UCS2 was awesome. UTF-16 is used by Java, JavaScript, Objective-C, Swift, Dart and ms tech, which is 28% of tiobe index.
November 30, 2017
On Tuesday, 28 November 2017 at 03:01:33 UTC, A Guy With an Opinion wrote:
> - Attributes. I had another post in the Learn forum about attributes which was unfortunate. At first I was excited because it seems like on the surface it would help me write better code, but it gets a little tedious and tiresome to have to remember to decorate code with them.

Then do it the C# way. There's choice.

> I think the better decision would be to not have the errors occur.

Hehe, I'm not against living in an idea world either.

> - Immutable. I'm not sure I fully understand it. On the surface it seemed like const but transitive. I tried having a method return an immutable value, but when I used it in my unit test I got some weird errors about objects not being able to return immutable (I forget the exact error...apologies).

That's the point of static type system: if you make a mistake, the code doesn't compile.

> +- Unicode support is good. Although I think D's string type should have probably been utf16 by default. Especially considering the utf module states:
>
> "UTF character support is restricted to '\u0000' <= character <= '\U0010FFFF'."
>
> Seems like the natural fit for me.

UTF-16 in inadequate for range '\u0000' <= character <= '\U0010FFFF', though.
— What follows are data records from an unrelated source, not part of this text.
PR #737, opened 2022-12-06
docs: update dependencies

katexochen:

### Proposed change(s)

- I'm not an expert in node. I tested this and it seems to work. Not sure if there are any downsides. Also unsure why renovate isn't suggesting this change but keeps opening PRs that break everything, like #681.


m1ghtym0 (approved):
Tested it as well: https://deploy-preview-86--edgeless-docs.netlify.app/constellation
LGTM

UCS2 was adequate (for '\u0000' <= character <= '\uFFFF'), but lost relevance. UTF-16 is only backward compatibility for early adopters of unicode based on UCS2.
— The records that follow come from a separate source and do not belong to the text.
PR #2281, opened 2023-08-24
rfc: Constellation state file

daniel-weisse:
### Context
We plan to replace our current cluster ID file (`constellation-id.json`) with a new "state file", which also holds values we currently have to read from Terraform output files during `init`.
This file should also make it clear when what sections of the file are expected to be available for reading.
This is an RFC for the file spec.

### Additional info
- Naming (and the proposed file spec) should not be considered final. I would like reviewers to provide any suggestions to improve the format. Especially the `runtimeResources` key is more of a quick placeholder than anything we probably want in the final implementation


rfc/state-file.md
```diff
@@ -0,0 +1,94 @@
...
+The file should be considered "read-only" by users, if Constellation's cloud resource were created using the Constellation CLI.
+If the cloud resources were created manually by a user, they will need to manually fill in some of the state file's fields.
+
+This will allow us to more easily decouple resource creation/management from Constellation.
+Meaning it should be much easier for Constellation users to have different parties create and update cloud resources and IAM using their own tooling (e.g. Terraform),
+and only use the Constellation CLI for Kubernetes cluster management (Kubernetes versions, service versions, image upgrades etc.).
+
+## Format
+
+The state file will be in either YAML or JSON format, and contain a version number to keep track of necessary migrations or breaking formats.
```
elchead, line 30: I advocate for YAML:
- more readable, can add comments, we already use yaml for the config file

rfc/state-file.md
```diff
@@ -0,0 +1,94 @@
...
+* Runtime resources
+
+    cluster ID, measurement salt etc.
+    This field will be automatically populated during `constellation init`
+
+YAML file example:
+
+```yaml
+version: "v1"
+cloudResources:
```
elchead, line 56: one thought: if only `cloudResources` are ever thought to be touched by the user shouldn't we let the user create a minimal file and have a separate file for `runtimeResources`?

rfc/state-file.md
```diff
@@ -0,0 +1,94 @@
...
+        IPCidrPod: "192.0.2.0/24"
+runtimeResources:
+    clusterID: "00112233445566778899AABBCCDDEEFF"
+    ownerID: "00112233445566778899AABBCCDDEEFF"
+    measurementSalt: "c2VjcmV0Cg=="
+```
+
+## Updates to the state file
+
+Values depending on Terraform, that change during a Constellation upgrade, should be automatically updated by the CLI if the cloud resources are not manually managed by the user.
```
elchead, line 82: Another reason that file separation seems cleaner to me:
- with manual resources the cloudResources file is entirely managed by the user
- the other file is only managed by the CLI

elchead:
we could name the `runtimeResources` `constellationResources` to indicate that they are managed by the CLI?

daniel-weisse:
I would prefer to not manage multiple files, but if the majority agrees we can split the state file into CSP resources and CLI resources

rfc/state-file.md
```diff
@@ -0,0 +1,94 @@
...
+This will allow us to more easily decouple resource creation/management from Constellation.
+Meaning it should be much easier for Constellation users to have different parties create and update cloud resources and IAM using their own tooling (e.g. Terraform),
+and only use the Constellation CLI for Kubernetes cluster management (Kubernetes versions, service versions, image upgrades etc.).
+
+## Format
+
+The state file will be in either YAML or JSON format, and contain a version number to keep track of necessary migrations or breaking formats.
+The file should be split into multiple sections for each relevant resource.
+
+Information that is only used to upgrade Terraform resources (e.g. IAM) should not be part of this file.
```
msanft, line 33: Why is that?

msanft (commented):
Format looks good to me, as you said, we should still think about naming here though

rfc/state-file.md
```diff
@@ -0,0 +1,94 @@
...
+During a cluster's lifecycle, Constellation needs to keep track of multiple different values and state information of the cluster,
+like loadbalancer IPs or UID of the cluster.
+
+If this information is configurable by a user, and required to set up the cluster, the user saves it in Constellation's config file.
+Information that is not configurable, and that is generated by the cluster during the creation or init phase is either saved in Terraform output files,
+or in the cluster ID file (`constellation-id.json`).
+
+This creates problems since the relevant information may be split over multiple files, and it is not always clear at what point certain information is available in the cluster ID file.
+Additionally, commands like `upgrade` and `init` currently depend on Terraform files being present in the working directory,
+which may not be the case if the cloud resources were manually created.
```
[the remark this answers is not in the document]
derpsteb: Agreed that it would be nice if we can remove the need for tf state in the workspace with this file. Ideally we would have a command in the CLI to parse TF state into Constellation state, imo.
Sth like `constellation config parse-state <tfstate-path>`.

rfc/state-file.md
```diff
@@ -0,0 +1,94 @@
...
+Values depending purely on Kubernetes/node state should be automatically updated by the CLI.
+
+Breaking format changes should be automatically handled for `runtimeResources`.
+They should be automatically handled for `cloudResources` if the resources are managed by the Constellation CLI,
+otherwise we should provide documentation and/or tooling for migrating old file formats.
+
+## Migrating from terraform outputs + id file
+
+The Constellation version implementing the state file should provide an upgrade path for moving the Terraform outputs and cluster id file content into the new state file.
+This should happen at the beginning of `constellation upgrade apply`.
```
derpsteb, line 94: I feel like we could make this a separate command from the beginning. That would be a step towards user-manager TF. And I feel like we have to implement the functionality anyways. Forces us to design the state migration code as a separated entity.

rfc/state-file.md
derpsteb, line 1: I think it would be nice to write down the design goals for the file in a separate section `# Design goals`.
This would make it easier to assess the rest of the RFC.

From what I am seeing so far that would be: 
- have a single source of truth the Constellation CLI relies on to read/store information for lifecycle management.
- remove the dependency on a tfstate file during runtime. Whatever infra management tool is used to create the infra - the Constellation CLI consumes the infra state from the statefile.

rfc/state-file.md
derpsteb: I would like to not have multiple files. My understanding is that part of the problem we want to address with the statefile is that we have multiple files.

I agree with the point on safety and feel like we should make it obvious to the user what can be changed and what not.

rfc/state-file.md
```diff
@@ -0,0 +1,94 @@
...
+and only use the Constellation CLI for Kubernetes cluster management (Kubernetes versions, service versions, image upgrades etc.).
+
+## Format
+
+The state file will be in either YAML or JSON format, and contain a version number to keep track of necessary migrations or breaking formats.
+The file should be split into multiple sections for each relevant resource.
+
+Information that is only used to upgrade Terraform resources (e.g. IAM) should not be part of this file.
+
+The following is a list of proposed sections:
```
derpsteb, line 35: Rename to "Writeable" and "Readonly"? It's a bit clumsy, but should make things obvious. And I feel like the current categories aren't that precisely defined, yet.

rfc/state-file.md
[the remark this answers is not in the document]
daniel-weisse: Agreed, but implementation details and integration of parsing of existing terraform state is out of scope for this rfc

rfc/state-file.md
daniel-weisse: The information we keep track of in the state file should be agnostic to how that information was created.
If we require some information to upgrade Terraform state, it should be kept in the Constellation config file instead.

rfc/state-file.md
```diff
@@ -0,0 +1,94 @@
...
+
+* Cloud resources
+
+    Information about resources we currently create using Terraform.
+    Essentially, we want to record the information we currently write to the cluster ID file during `create`,
+    as well as the Terraform output during `create`.
+
+    This field is expected to be manually set if cloud resources were manually deployed by a user.
+    If cloud resource were created with the Constellation CLI (using `constellation create`),
```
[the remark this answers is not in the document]
daniel-weisse: I feel like adding a `Generated Resources: DO NOT EDIT` to the things a user shouldn't touch manually should be enough.

rfc/state-file.md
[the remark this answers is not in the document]
daniel-weisse: While the idea sounds nice, I don't think that is easily possible without us potentially accidentally corrupting/destroying resources of the user.
The only way I could see this work was if the user used the Terraform files from our CLI to generated the resources, at which point they might as well have used the CLI directly.

rfc/state-file.md
```diff
@@ -0,0 +1,94 @@
...
+## Updates to the state file
+
+Values depending on Terraform, that change during a Constellation upgrade, should be automatically updated by the CLI if the cloud resources are not manually managed by the user.
+If they are manually managed, the user has to update the values on their own.
+
+Values depending purely on Kubernetes/node state should be automatically updated by the CLI.
+
+Breaking format changes should be automatically handled for `runtimeResources`.
+They should be automatically handled for `cloudResources` if the resources are managed by the Constellation CLI,
+otherwise we should provide documentation and/or tooling for migrating old file formats.
```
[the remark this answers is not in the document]
daniel-weisse: That is the goal described here.
The "manual" migration is only for e.g. Terraform created by the user through a third party tool.

rfc/state-file.md
daniel-weisse: A couple things about this:
First, we need to handle the id file separately anyways, which probably shouldn't happen in a CLI command dedicated to parsing terraform state.

I'm also not yet 100% sold on the idea of implementing a command to parse Terraform state files for the information needed for the Constellation state file.
While it could be a nice convenience for people who do use Terraform, ideally the state file would allow users to use any method for creating their cloud and IAM resources.
Adding a command specifically for Terraform would be a nice convenience, but IMO this shouldnt need to be a high priority.

rfc/state-file.md
daniel-weisse: Writeable and Readonly are IMO not a good fit, since this would only describe how a user can interact with them, but not what these resources actually are.
The name of these keys should describe accurately what these resources are and ideally also at what point in Constellation's lifecycle they are available.
Part of the problem with the current id file is that we write multiple different values to the same struct, but at different times.
This makes it unclear during which command what information is expected to be available from the id file.
The state file should fix this issue, and I dont think Writeable and Readonly would do that.

rfc/state-file.md
daniel-weisse: I feel like this is already taken care of by the `# Proposal` section, no?

malt3 (approved):
This sounds like the right solution to me.

derpsteb (approved):

rfc/state-file.md
```diff
@@ -0,0 +1,101 @@
...
+Breaking format changes should be automatically handled for `runtimeResources`.
+Breaking format changes should be automatically handled for `cloudResources` if the resources are managed by the Constellation CLI.
+Otherwise, we should provide documentation and/or tooling for migrating old file formats.
+
+## Migrating from terraform outputs + id file
+
+The Constellation version implementing the state file should provide an upgrade path for moving the Terraform outputs and cluster id file content into the new state file.
+This should happen at the beginning of `constellation upgrade apply`.
+
+We might want to implement a CLI command to automatically create the state file from and existing Terraform state.
```
3u13r, line 100:
```suggestion
We might want to implement a CLI command to automatically create the state file from an existing Terraform state.
```

3u13r (approved):
LGTM

elchead:
> we could name the `runtimeResources` `constellationResources` to indicate that they are managed by the CLI?

Is there any update on the naming or we keep `runtimeResources`?

rfc/state-file.md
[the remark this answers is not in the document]
elchead: can u add this to the rfc?

elchead (approved):

daniel-weisse:
> Is there any update on the naming or we keep `runtimeResources`?

What about `infrastructure` instead of `cloudResources`?
I'm still not sure about what to do with `runtimeResources`. `constellationResources` is a bit to vague IMO. Especially since technically everything in this file can be considered a "Constellation resources". I also thought about naming it `clusterResources`, but that also doesn't do the best job of highlighting that these values are only available once the cluster is up and running.

daniel-weisse:
Added some preliminary doc comments to the file example, and renamed `runtimeResources` to `clusterValues`

malt3:
> What about `infrastructure` instead of `cloudResources`? 

`infrastructure` sounds great 👍

rfc/state-file.md
```diff
@@ -0,0 +1,113 @@
...
+Where possible, links to documentation for specific keys should be provided to further explain their usage.
+
+Each section and key should have a comment dedicated to explaining what it does, where to get it from, and if it is to be considered read-only,
+or if a user has to supplement a value themselves (if they manage their own infrastructure).
+
+Information that is only used to upgrade Terraform resources (e.g. IAM) should not be part of this file.
+
+The following is a list of proposed sections:
+
+* Cloud resources
```
thomasten, line 43:
```suggestion
* Infrastructure
```

rfc/state-file.md
```diff
@@ -0,0 +1,113 @@
...
+
+    This field is expected to be manually set if cloud resources were manually deployed by a user.
+    If cloud resource were created with the Constellation CLI (using `constellation create`),
+    it will be populated automatically.
+
+* Runtime resources
+
+    Cluster ID, measurement salt etc.
+    This field will be automatically populated during `constellation init`.
+    This entry should be marked with `DO NOT EDIT` to make it clear these resources are expected to not be touched by a user manually.
```
thomasten, line 57:
```suggestion
* Cluster values

    Cluster ID, measurement salt etc.
    This field will be automatically populated during `constellation init`.
    This entry should be marked with `DO NOT EDIT` to make it clear these values are expected to not be touched by a user manually.
```

rfc/state-file.md
```diff
@@ -0,0 +1,113 @@
...
+
+## Updates to the state file
+
+Values depending on Terraform, that change during a Constellation upgrade, should be automatically updated by the CLI if the cloud resources are not manually managed by the user.
+If they are manually managed, the user has to update the values on their own.
+
+Values depending purely on Kubernetes/node state should be automatically updated by the CLI.
+
+Breaking format changes should be automatically handled for `runtimeResources`.
+Breaking format changes should be automatically handled for `cloudResources` if the resources are managed by the Constellation CLI.
```
thomasten, line 104:
```suggestion
Breaking format changes should be automatically handled for `clusterValues`.
Breaking format changes should be automatically handled for `infrastructure` if the resources are managed by the Constellation CLI.
```

thomasten (approved):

> Plus for the vast majority of use cases I am pretty guaranteed a char = codepoint.

That way only end users will be able to catch bugs in production system. It's not the best strategy, is it? Text is often persistent data, how do you plan to fix a text handling bug when corruption accumulated for years and spilled all over the place?
November 30, 2017
On Thursday, November 30, 2017 13:18:37 A Guy With a Question via Digitalmars-d wrote:
> As long as you understand it's limitations I think most bugs can be avoided. Where UTF16 breaks down, is pretty well defined. Also, super rare. I think UTF32 would be great to, but it seems like just a waste of space 99% of the time. UTF8 isn't horrible, I am not going to never use D because it uses UTF8 (that would be silly). Especially when wstring also seems baked into the language. However, it can complicate code because you pretty much always have to assume character != codepoint outside of ASCII. I can see a reasonable person arguing that it forcing you assume character != code point is actually a good thing. And that is a valid opinion.
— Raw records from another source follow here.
PR #2282, opened 2023-08-24
cli: cleanup terraform files when create fails

elchead:
### Context

If `constellation create` fails due to terraform validation (the validation specified in variables.tf) triggering an abort, a constellation-terraform folder is left behind. No resources should be created at this point and thus no state folder should be left behind.

Example:
set cluster name with capital letter in gcp:

```

Error: "name" ("adrianGCP-5cfcb64c") doesn't match regexp "^(?:[a-z](?:[-a-z0-9]{0,61}[a-z0-9])?)$"
```

### Proposed change(s)

- defer the cleanup of tf files

### Related issue
- [AB#3282](https://dev.azure.com/Edgeless/ae37573d-ccde-4af2-ab1e-001e587197d1/_workitems/edit/3282)

### Checklist

- [ ] Link to Milestone

### DIFF
--- a/cli/internal/cloudcmd/rollback.go
+++ b/cli/internal/cloudcmd/rollback.go
@@ -18,7 +18,7 @@ import (
 
 // rollbacker does a rollback.
 type rollbacker interface {
-	rollback(ctx context.Context, logLevel terraform.LogLevel) error
+	rollback(ctx context.Context, w io.Writer, logLevel terraform.LogLevel) error
 }
 
 // rollbackOnError calls rollback on the rollbacker if the handed error is not nil,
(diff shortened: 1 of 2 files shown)


daniel-weisse:
I don't think we should implement this, since this would delete all Terraform files even when the failure cause was a transient error (e.g. network related).
Properly cleaning up the resource could then be rather difficult.

I would rather print a hint for the user to remove the empty directory (if it exists), or add extra logic to only remove the directory if its actually empty.

elchead:
> I don't think we should implement this, since this would delete all Terraform files even when the failure cause was a transient error (e.g. network related). Properly cleaning up the resource could then be rather difficult.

The reality of the matter is that if you want to write fully valid Unicode, then you have to understand the differences between code units, code points, and graphemes, and since it really doesn't make sense to operate at the grapheme level for everything (it would be terribly slow and is completely unnecessary for many algorithms), you pretty much have to come to accept that in the general case, you can't assume that something like a char represents an actual character, regardless of its encoding. UTF-8 vs UTF-16 doesn't change anything in that respect except for the fact that there are more characters which fit fully in a UTF-16 code unit than a UTF-8 code unit, so it's easier to think that you're correctly handling Unicode when you actually aren't. And if you're not dealing with Asian languages, UTF-16 uses up more space than UTF-8. But either way, they're both wrong if you're trying to treat a code unit as a code point, let alone a grapheme. It's just that we have a lot of programmers who only deal with English and thus don't as easily hit the cases where their code is wrong. For better or worse, UTF-16 hides it better than UTF-8, but the problem exists in both.